WORK REQUIRED
Transcribe the following entries word for word. End with the line where "2. Or it does" appears.

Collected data
◆ ◆ ◆ ◆ ◆ ◆ ◆

PR #4848, opened 2024-05-01
fix(mongodb): use $or + $eq instead of $in

laplab:
Closes https://github.com/prisma/team-orm/issues/1119

### DIFF
--- a/query-engine/connectors/mongodb-query-connector/src/filter.rs
+++ b/query-engine/connectors/mongodb-query-connector/src/filter.rs
@@ -188,43 +188,60 @@ impl MongoFilterVisitor {
             // Todo: The nested list unpack looks like a bug somewhere.
             //       Likely join code mistakenly repacks a list into a list of PrismaValue somewhere in the core.
             ScalarCondition::In(vals) => match vals {
-                ConditionListValue::List(vals) => match vals.split_first() {
-                    // List is list of lists, we need to flatten.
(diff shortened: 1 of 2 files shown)


laplab:
I checked all the other places where we use `$in` operator as well. In all the remaining cases we:
1. Either cannot replace `$in` operator with something else. For example, the query requires us to check for existence of an element in an array stored in a field.
2. Or it does not make sense to replace it because it is actually an MQL flavour of `$in` operator which MongoDB optimises for index usage

query-engine/connectors/mongodb-query-connector/src/filter.rs
```diff
@@ -188,42 +188,53 @@ impl MongoFilterVisitor {
...
                         }
-
-                        doc! { "$in": [&field_name, bson_values] }
-                    }
-                    _ => {
-                        doc! { "$in": [&field_name, self.coerce_to_bson_for_filter(field, PrismaValue::List(vals))?] }
                     }
-                },
+
+                    doc! { "$or": equalities }
```
Weakky, line 217: Could you perhaps add a small comment that retains the info on why we switched to `$or`?

Weakky (approved):
Nice 👍🏻

laplab:
Clippy failure is unrelated and is getting fixed in https://github.com/prisma/prisma-engines/pull/4849.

◆ ◆ ◆ ◆ ◆ ◆ ◆

SOLUTION FOR THIS PROBLEM
PR #4848, opened 2024-05-01
fix(mongodb): use $or + $eq instead of $in

laplab:
Closes https://github.com/prisma/team-orm/issues/1119

### DIFF
--- a/query-engine/connectors/mongodb-query-connector/src/filter.rs
+++ b/query-engine/connectors/mongodb-query-connector/src/filter.rs
@@ -188,43 +188,60 @@ impl MongoFilterVisitor {
             // Todo: The nested list unpack looks like a bug somewhere.
             //       Likely join code mistakenly repacks a list into a list of PrismaValue somewhere in the core.
             ScalarCondition::In(vals) => match vals {
-                ConditionListValue::List(vals) => match vals.split_first() {
-                    // List is list of lists, we need to flatten.
(diff shortened: 1 of 2 files shown)


laplab:
I checked all the other places where we use `$in` operator as well. In all the remaining cases we:
1. Either cannot replace `$in` operator with something else. For example, the query requires us to check for existence of an element in an array stored in a field.
2. Or it does not make sense to replace it because it is actually an MQL flavour of `$in` operator which MongoDB optimises for index usage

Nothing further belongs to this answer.